Stories like Goldman’s point to an interesting, and often vexing, situation when entrepreneurial companies are acquired: What happens to the entrepreneur?

Goldman’s responsibilities as head of Honest Tea stayed the same for about three years after the 2011 acquisition. In 2015, he shifted to a part-time role, stepping away fully at the end of 2019. Bastian, after the 2017 sale to Conagra, became a brand ambassador for Boomchickapop for two years, and has now retired from active participation with the brand, except for weighing in when Conagra sends her the occasional update.

There are several options for entrepreneurs once an acquisition is complete: staying on as an employee of the parent company, serving as a consultant, or immediately withdrawing. Various factors on both sides – the entrepreneur and the new owner – come into play.

Advisors who specialize in integrating acquisitions say that it’s best to have some kind of roadmap in place to eventually disconnect the entrepreneur from the acquired company. The first step is realizing that no one is irreplaceable – not even a company founder.

“Sometimes you think, ‘Oh, the business will die without this person after a year,’” says Nathan Gampel, founder and CEO of Simpel and Associates LLC. “But I would say back to the investor, ‘If you’re buying a business that is so entangled with one single person, should you really be buying that business?’ ”

Gampel says that when deciding how long to keep an entrepreneur around, the acquiring company needs to balance the necessity for retaining her expertise against what he calls “the jerk factor” – an entrepreneur’s inability to adjust to the new ownership situation.

“Is this person going to be a jerk? Is this person going to create friction?” Gampel says. “Is this person going to create problems for leadership because she might feel that she would do something one way, only now it’s owned by someone else, and they’re taking her baby and changing it?”

Tripathy of Kaufman Rossin says that it’s common for entrepreneurs to have a tough time letting go. “If unique expertise is not a consideration, I would opt for a consulting role for the founder for say 12 months - perhaps tied to holding back 10% to 20% of the purchase price, which would be paid out at the end - with a full departure at the end of that period.”

Acquiring innovative companies is a great way for big corporations to refresh their product portfolio, but integration of the new company is often fraught with challenges. Handling them properly ensures that the acquisition fulfills the potential that inspired the purchase in the first place.

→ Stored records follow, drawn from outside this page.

PR #2691, opened 2019-05-10
Include Common: Fix Broken Shell Variables

sanssecours:


markus2330:
Thank you for the fix!

Issue #4519, opened 2020-12-10
Replace --fix-state-delay option with cracker logic


magnumripper:
I'd like to revisit this. The tests made in #1955 were bogus in several ways (I can elaborate on how, if it's not obvious. There are loads of foot-guns in such benchmarks). I simply can't fathom how the overhead given by the `--fix-state-delay` option would ever in any case be amortized by the alleged win.

`ftell()`, no matter how stupidly implemented, can't be anything other than dereferencing a pointer (at least with non-medieval storage media: It's not I/O for sure - how the heck would your storage know where you were at and where would it store that?!). Right? So our code for avoiding that call to `ftell` **adds** a pointer, increments of it and tests of it - all that for avoiding simply dereferencing the first pointer. I can't believe that can ever render in a real-life boost. If I'm wrong, please explain it to me.

Also, I'm sure (for many reasons apart from just gut feeling) no-one actually uses the option. That means the overhead added by it (be it tiny) is always hurting.

The least we should do is move the code away from all normal code paths (nowadays we'll almost always using memory map and/or memory buffer/indexing), and while at it we should forbid the option to be used without `-wordlist` because it's otherwise rightously ignored. I forgot doing so in my recent review of mutually exclusive options.

In case I'm all wrong and skipping `fix_state()` is actually sensible at some time, I propose we do so in `cracker`, and skip it if our last call to it was eg. no more than `timer_save_interval / 10` ago. (or something such - maybe even `/ 2`).

solardiz:
> The tests made in #1955 were bogus in several ways (I can elaborate on how, if it's not obvious

It is unclear from what @jfoug posted there whether the wordlist was possibly being read from disk the first time but got cached the second time, but I'd expect Jim to know such things and have run the first benchmark a few times before posting.

> `ftell()`, no matter how stupidly implemented, can't be anything other than dereferencing a pointer

Hopefully so, but even then unless it's a macro it's call into a relocatable shared library, which involves some overhead.

I think it does make sense for us to minimize the frequency of `ftell()` calls if we can do so easily and with little overhead, and to do so unconditionally (at least in builds that supposedly benefit from it), not require an obscure command-line options that no one except for @jfoug would know/recall exists.

solardiz:
> `ftell()`, no matter how stupidly implemented, can't be anything other than dereferencing a pointer

[...]

PR #4524, opened 2020-12-12
timer: Add sTimer_GetNano, and drop obsolete fallback, for lower overhead

### LINKED ISSUE #3991: Improve (and maybe simplify) our "portable hi-res timer"

magnumripper:
Also drops obsolete fallbacks to clock(3), simplifying code. They would only possibly be needed for Windows **pre** XP.  In the unlikely case anyone actually would need that, we could of course put it back with #ifdef's.

See #4519, although this commit is only about the "portable HR-timer" which *might* be used for that.

Closes #3991

### DIFF
--- a/src/listconf.c
+++ b/src/listconf.c
@@ -142,10 +142,6 @@ static void listconf_list_build_info(void)
 #ifdef __GNU_MP_VERSION
 	int gmp_major, gmp_minor, gmp_patchlevel;
 #endif
-	sTimer test;
-
-	sTimer_Init(&test);
-
 	puts("Version: " JTR_GIT_VERSION);
 	puts("Build: " JOHN_BLD _MP_VERSION DEBUG_STRING ASAN_STRING UBSAN_STRING);
 #ifdef SIMD_COEF_32
@@ -323,13 +319,15 @@ static void listconf_list_build_info(void)
 	printf("times(2) CLK_TCK is %ld\n", clk_tck);
 #endif
 #if defined (__MINGW32__) || defined (_MSC_VER)
-	printf("Using clock(3) for timers, claimed resolution %ss, observed %ss\n",
-	       human_prefix_small(1.0 / CLOCKS_PER_SEC),
-	       human_prefix_small(1.0 / sm_cPrecision));
+	printf("Using clock(3) for timers, resolution %ss\n", human_prefix_small(1.0 / CLOCKS_PER_SEC));
 #else
 	printf("Using times(2) for timers, resolution %ss\n", human_prefix_small(1.0 / clk_tck));
 #endif
-	printf("HR timer claimed resolution %ss, observed %ss\n", human_prefix_small(1.0 / sm_HRTicksPerSec), human_prefix_small(1.0 / sm_hrPrecision));
+	int latency;
+	uint64_t precision = john_timer_stats(&latency);
+
+	printf("HR timer: %s, %s %ss\n", john_nano_clock, latency ? "latency" : "resolution",
+	       human_prefix_small(precision / 1000000000.0));
 
 	int64_t total_mem = host_total_mem();
 
--- a/src/omp_autotune.c
+++ b/src/omp_autotune.c
@@ -19,8 +19,8 @@
 #define CONF_SECTION SECTION_OPTIONS, ":CPUtune"
 
 static int use_preset, max_no_progress;
-static double sample_time, req_gain, max_tune_time;
-
+static double req_gain, max_tune_time;
+static uint64_t sample_time;
 static struct fmt_main *fmt;
 static int omp_autotune_running;
 static int mkpc;
@@ -42,7 +42,7 @@ void omp_autotune_init(void)
 #endif
 	if ((ci = cfg_get_int(CONF_SECTION, "AutoTuneSampleTime")) < 0)
 		ci = 10;
-	sample_time = (double)ci / 1000.0;
+	sample_time = ci * 1000000ULL;
 	if ((ci = cfg_get_int(CONF_SECTION, "AutoTuneReqGain")) < 0)
 		ci = 5;
 	req_gain = (double)ci / 100.0 + 1.0;
@@ -108,7 +108,7 @@ void omp_autotune_run(struct db_main *db)
 	int tune_cost;
 	void *salt;
 	char key[PLAINTEXT_BUFFER_SIZE] = "tUne0000";
-	sTimer timer;
+	uint64_t start, end;
 	double duration;
 
 	if (!fmt || omp_scale == 1 || tune_preset)
@@ -143,7 +143,6 @@ void omp_autotune_run(struct db_main *db)
 		printf("\n");
 	}
 
-	sTimer_Init(&timer);
 	do {
 		int i;
 		int min_kpc = fmt->params.min_keys_per_crypt;
@@ -180,18 +179,18 @@ void omp_autotune_run(struct db_main *db)
 		// Tell format this is a speed test
 		benchmark_running++;
 
-		sTimer_Start(&timer, 1);
+		start = john_get_nano();
 		do {
 			int count = this_kpc;
 
 			fmt->methods.crypt_all(&count, NULL);
 			crypts += count;
-		} while (crypts < min_crypts || sTimer_GetSecs(&timer) < sample_time);
-		sTimer_Stop(&timer);
+			end = john_get_nano();
+		} while (crypts < min_crypts || (end - start) < sample_time);
 
 		benchmark_running--;
 
-		duration = sTimer_GetSecs(&timer);
+		duration = (end - start) / 1E9;
 		cps = crypts / duration;
 
 		if (john_main_process && options.verbosity >= VERB_MAX) {
--- a/src/timer.c
+++ b/src/timer.c
@@ -1,155 +1,119 @@
 /*
- * This file is
- * Copyright (c) 2009 by Jim Fougeron jfoug AT cox dot net
- * Copyright (c) 2019 by magnum
+ * This file is Copyright (c) 2021 by magnum
  *
  * Redistribution and use in source and binary forms, with or without
  * modification, are permitted.
- *
- * Portable hi-res timer.  Was a nice C++ class. Downgraded to C for john.
  */
 
-#include <stdio.h>
 #include <stdint.h>
 
 #include "timer.h"
+#include "misc.h"
 
-#if __MACH__
-static uint64_t sm_timebase;
-#endif
-static int sm_fGotHRTicksPerSec = 0;   // Set if we have got the above
+#if defined (_MSC_VER) || defined (__MINGW32__) || defined (__CYGWIN32__)
 
-uint64_t sm_HRTicksPerSec;  // HR ticks per second (claimed)
-uint64_t sm_hrPrecision;    // HR ticks per second (observed, guess)
-uint64_t sm_cPrecision;     // clocks (ticks) per second (observed, guess)
+#undef MEM_FREE
+#include <windows.h>
+#undef MEM_FREE
+const char *john_nano_clock = "QueryPerformanceCounter()";
 
-void sTimer_Init(sTimer *t)
+/*
+ * QueryPerformanceCounter(LARGE_INTEGER*) gives "counts" (ticks)
+ * QueryPerformanceFrequency(LARGE_INTEGER*) gives ticks/s
+ */
+uint64_t john_get_nano(void)
 {
-	t->m_fRunning = 0;
-	t->m_cStartTime = 0;
-	t->m_cEndTime = 0;
-	t->m_dAccumSeconds = 0;
-	HRZERO(t->m_hrStartTime);
-	HRZERO(t->m_hrEndTime);
-	if (!sm_fGotHRTicksPerSec) {
-		// What's the lowest digit set non-zero in a clock() call
-		// That's a fair indication what the precision is likely to be.
-		// Note - this isn't actually used
-		int i;
+	static uint64_t ticks_per_sec;
+	LARGE_INTEGER t;
 
-		sm_fGotHRTicksPerSec = 1;
-		sm_cPrecision = 0;
-		for (i = 0; i < 10; ++i) {
-			clock_t heuristicTimeTest = clock();
-
-			if (heuristicTimeTest % 10) {
-				sm_cPrecision = CLOCKS_PER_SEC;
-				break;
-			}
-			else if (heuristicTimeTest % 100) {
-				if (!sm_cPrecision || sm_cPrecision < CLOCKS_PER_SEC / 10)
-					sm_cPrecision = CLOCKS_PER_SEC / 10;
-			}
-			else if (heuristicTimeTest % 1000) {
-				if (!sm_cPrecision || sm_cPrecision < CLOCKS_PER_SEC / 100)
-					sm_cPrecision = CLOCKS_PER_SEC / 100;
-			}
-			else if (heuristicTimeTest % 10000) {
-				if (!sm_cPrecision || sm_cPrecision > CLOCKS_PER_SEC / 1000)
-					sm_cPrecision = CLOCKS_PER_SEC / 1000;
-			}
-			else {
-				if (!sm_cPrecision || sm_cPrecision > CLOCKS_PER_SEC / 10000)
-					sm_cPrecision = CLOCKS_PER_SEC / 10000;
-			}
-		}
-
-		// Find the claimed resolution of the high res timer
-		// Then find the most likely real rate by waiting for it to change.
-		// Note - I've frequently seen missed beats, and therefore a
-		// 0.000001 reality gets reported as a 0.000002.
-		// Note - this also isn't actually used, all that matters is
-		// whether HRTicksPerSec has a non-zero value or not.
-		HRGETTICKS_PER_SEC(sm_HRTicksPerSec);
-
-		if (sm_HRTicksPerSec) {
-			hr_timer start, end;
-
-			HRSETCURRENT(start);
-			do {
-				HRSETCURRENT(end);
-			} while (HRGETTICKS(end) == HRGETTICKS(start));
-
-			sm_hrPrecision = sm_HRTicksPerSec / (HRGETTICKS(end) -
-			                  HRGETTICKS(start));
-		}
-	}
-}
-
-
-void sTimer_Stop(sTimer *t)
-{
-	if (t->m_fRunning) {
-		if (sm_HRTicksPerSec)
-			HRSETCURRENT(t->m_hrEndTime);
-		else
-			t->m_cEndTime = clock();
-	} else
-		HRZERO(t->m_hrEndTime);
-
-	t->m_fRunning = 0;
-}
-
-void sTimer_Start(sTimer *t, int bClear)
-{
-	if (bClear)
-		sTimer_ClearTime(t);
-
-	if (sm_HRTicksPerSec)
-		HRSETCURRENT(t->m_hrStartTime);
-	else
-		t->m_cStartTime = clock();
-
-	t->m_fRunning = 1;
-}
-
-void sTimer_ClearTime(sTimer *t)
-{
-	t->m_dAccumSeconds = 0;
-	HRZERO(t->m_hrStartTime);
-	HRZERO(t->m_hrEndTime);
-
-	t->m_fRunning = 0;
-}
-
-double sTimer_GetSecs(sTimer *t)
-{
-	double retval;
-
-	if (t->m_fRunning) {
-		if (sm_HRTicksPerSec)
-			HRSETCURRENT(t->m_hrEndTime);
-		else
-			t->m_cEndTime = clock();
-	}
-	if (!sm_HRTicksPerSec) {
-		// This is process time
-		double d = (t->m_cEndTime - t->m_cStartTime);
-
-		if (d > 0)
-			retval = d / CLOCKS_PER_SEC;
-		else
-			retval = 0;
-	}
-	else {
-		// This is wall-clock time
-		double d = (HRGETTICKS(t->m_hrEndTime) - HRGETTICKS(t->m_hrStartTime));
-
-		if (d > 0)
-			retval = d / sm_HRTicksPerSec;
-		else
-			retval = 0;
+	if (!ticks_per_sec) {
+		QueryPerformanceFrequency(&t);
+		ticks_per_sec = t.QuadPart;
 	}
 
-	return retval + t->m_dAccumSeconds;
+	QueryPerformanceCounter(&t);
+
+	return t.QuadPart * 1000000000ULL / ticks_per_sec;
+}
+
+#elif __MACH__
+
+#include <mach/mach_time.h>
+const char *john_nano_clock = "mach_absolute_time()";
+
+/*
+ * mach_absolute_time() gives ticks
+ * mach_timebase_info() gives numer/denom to convert ticks to nanoseconds
+ */
+uint64_t john_get_nano(void)
+{
+	static mach_timebase_info_data_t timebase;
+
+	if (!timebase.denom)
+		if (mach_timebase_info(&timebase) != KERN_SUCCESS)
+			pexit("mach_timebase_info()");
+
+	return mach_absolute_time() * timebase.numer / timebase.denom;
+}
+
+#else /* Linux, POSIX */
+
+#include <unistd.h>
+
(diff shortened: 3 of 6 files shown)


src/listconf.c
```diff
@@ -323,9 +323,7 @@ static void listconf_list_build_info(void)
 	printf("times(2) CLK_TCK is %ld\n", clk_tck);
 #endif
 #if defined (__MINGW32__) || defined (_MSC_VER)
-	printf("Using clock(3) for timers, claimed resolution %ss, observed %ss\n",
-	       human_prefix_small(1.0 / CLOCKS_PER_SEC),
-	       human_prefix_small(1.0 / sm_cPrecision));
+	printf("Using clock(3) for timers, claimed resolution %ss\n", human_prefix_small(1.0 / CLOCKS_PER_SEC));
```
solardiz: You wrote "Also drops obsolete fallbacks to clock(3)", so I expected the code would no longer use `clock(3)` at all, but here you still have a message claim that it does?

magnumripper: No, that line refers to the original timers in `signals.c`, showing what timer is used for this build. The thing removed now was just some curious measure of its observed resolution, that happened to come with the clock fallback in the "HR timer".

magnumripper:
So perhaps before falling back to `gettimeofday()` we should prefer `clock_gettime()` if available?

magnumripper:
> So perhaps before falling back to `gettimeofday()` we should prefer `clock_gettime()` if available?

No wait, we already do 😆

magnumripper:
BTW for my current experiments with cracker, instead of `sTimer_getNano()` I use a macro not yet in this PR that just reads an `uint64_t` timestamp and don't bother updating any struct or using "start/stop" or anything like that.
```c
#define sTimer_GetRaw(h) ({ HRSETCURRENT((h)); HRGETTICKS((h));})
```
Edit: It's not quite like the above but it boils down to a call to some good proprietary Windows or macOS timer, or `clock_gettime()` or as a last fall-back `gettimeofday()`, and returning it as an uint64_t.

magnumripper:
For things like fix_state delay use we should definitely use `CLOCK_MONOTONIC_RAW_APPROX` if available.

solardiz:
Why do we ever need to fallback to `gettimeofday()`? I think we shouldn't ever use that function (except perhaps for ETA reporting) because it's affected by system time adjustments. Aren't these two sufficient - `clock_gettime()` when we have it, and `times()` otherwise?

> For things like fix_state delay use we should definitely use `CLOCK_MONOTONIC_RAW_APPROX` if available.

I think no system-provided timer is appropriate "for things like fix_state delay". Any system-provided timer is potentially too slow to query for those. Just how do you think a timer can possibly be quick to query? Normally it's a call into the kernel, which is thus not quick. It's only quick if the OS bothered to have the kernel maintain a suitable timer value in a page readable from userspace, like recent Linux does with vDSO, but even then there are [limitations](https://berthub.eu/articles/posts/on-linux-vdso-and-clockgettime/). While we could choose a timer that's quick to query on current Linux, this is very OS specific, and will end up being slow on some other OS. It's the `ftell()` kind of problem all over again.

solardiz:
> Why do we ever need to fallback to `gettimeofday()`?

OK, maybe our autotune needs that precision. Do we use this for autotune now?

In JtR core, my approach to precise benchmarks was to have a signal fire at exactly the requested number of seconds and measure how many `crypt_all()` were done by then. The code also uses `times()` to see how much real and virtual time actually passed, but due to the timer signal the precision is usually greater than that of `times()`. However, I can see how this might be unsuitable for OpenCL autotune, where each kernel invocation takes considerable time.

magnumripper:
> Why do we ever need to fallback to `gettimeofday()`? I think we shouldn't ever use that function (except perhaps for ETA reporting) because it's affected by system time adjustments. Aren't these two sufficient - `clock_gettime()` when we have it, and `times()` otherwise?

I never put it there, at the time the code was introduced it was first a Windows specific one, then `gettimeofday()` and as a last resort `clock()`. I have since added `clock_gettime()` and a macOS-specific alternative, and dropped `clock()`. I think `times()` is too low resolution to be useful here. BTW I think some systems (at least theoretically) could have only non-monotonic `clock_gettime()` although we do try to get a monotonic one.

What Happens To Your Small Company After An Acquisition? (2024)
Top Articles
Latest Posts
Article information

Author: Terrell Hackett

Last Updated:

Views: 5654

Rating: 4.1 / 5 (72 voted)

Reviews: 95% of readers found this page helpful

Author information

Name: Terrell Hackett

Birthday: 1992-03-17

Address: Suite 453 459 Gibson Squares, East Adriane, AK 71925-5692

Phone: +21811810803470

Job: Chief Representative

Hobby: Board games, Rock climbing, Ghost hunting, Origami, Kabaddi, Mushroom hunting, Gaming

Introduction: My name is Terrell Hackett, I am a gleaming, brainy, courageous, helpful, healthy, cooperative, graceful person who loves writing and wants to share my knowledge and understanding with you.